Unlike throngs of gawkers wandering the streets like paparazzi, I decided the safest course of action was return home and continue monitoring the situation on the radio. By nightfall I learned why flashlights come in so handy as I climbed the stairs and picked up all the broken glass in a darkened apartment. Realizing hunger was setting in, I opened the now warm fridge. Disheartened, I realized I’d just shopped for an entire month. Strangely, my employer issued paychecks monthly and I had to buy all my frozen single guy stuff before the budget ran dry. “Oh Crap” sounds like an appropriate recollection.
With downtown deserted the next morning I walked to my office building but the security guard turned me away. Realizing I escaped unscathed except for living with no power, food and hot water, I walked to some more damaged areas of the city, stunned by the amount of damage located only ten minutes from my house. Unlike less fortunate areas of the world that can take years to recover, things started to normalize in only a matter of days. God forbid an earthquake should prevent millions of advertisers from cashing in despite lost lives. The World Series resumed a few days later.

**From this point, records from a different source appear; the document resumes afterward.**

PR #117, opened 2016-05-30
Dispatch on needed branches only

### LINKED ISSUE #115: Dispatch: Do PR only on stable first, then on master
The goal is to reduce the Travis load when the Dispatcher is running.

Most of the case, PR on stable and master branch are the same.

The proposed logic:

1. Check if some diff should be applied on stable branch
2. If yes, make a PR
3. Check if a PR is present for stable branch
4. If not, check if the stable branch is fully merged on master
5. If not and diff are present, make a PR against master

By the third day of living without amenities I’d had enough and took up an offer to stay at a friend’s house until my power was finally restored. Attending the Rolling Stones concert I had tickets for at Oakland Coliseum in November was difficult with the major artery to the East Bay severed but somehow I made it.
Six months later I was on my 32nd floor office at 6:30 AM when The Bay Area experienced the largest aftershock, measured at about 5.1. This was far scarier than the original earthquake. During the 30 second shake, I made my way to the window when my computer started rolling back and forth. Observing the skyscraper next door, I trembled as I watched the building next door physically move back and forth on its specially designed rollers. Although this is exactly what’s supposed to happen to prevent a catastrophic 9/11 like collapse, take my advice. Should you be on a high floor during a major earthquake, resist looking next door and duck under a desk.
Malaysia’s largest recorded earthquake was a 5.8 magnitude and occurred in Lahad Datu in 1976 with little fanfare. Sandwiched between several active faults and not completely removed from the Ring of Fire, Malaysia is generally considered at low risk from earthquake damage, although seismologists warn Peninsular Malaysia is “still at risk”. Too bad their only advice is “listen to the bulletins issued through radio, television and social websites“. With so much devastation in neighboring China and Indonesia from major earthquakes, I hope someone has a phone line to the world that continues to operate after the ground stops shaking.
The 1989 earthquake was not considered the major inevitable “big event” that’s waiting to happen. Having lived through a 7.1 with absolutely no physical damage, I’ll consider the statistical odds of experiencing the dreaded event before Diane and I emigrate to Malaysia very high.
Meanwhile, I’ll be watching the San Francisco Giants on TV in the playoffs once again on October 17th, twenty-five years wiser and keeping my eye out for any signs of “the big one”.
Has anyone experienced an earthquake of this size in other parts of the world?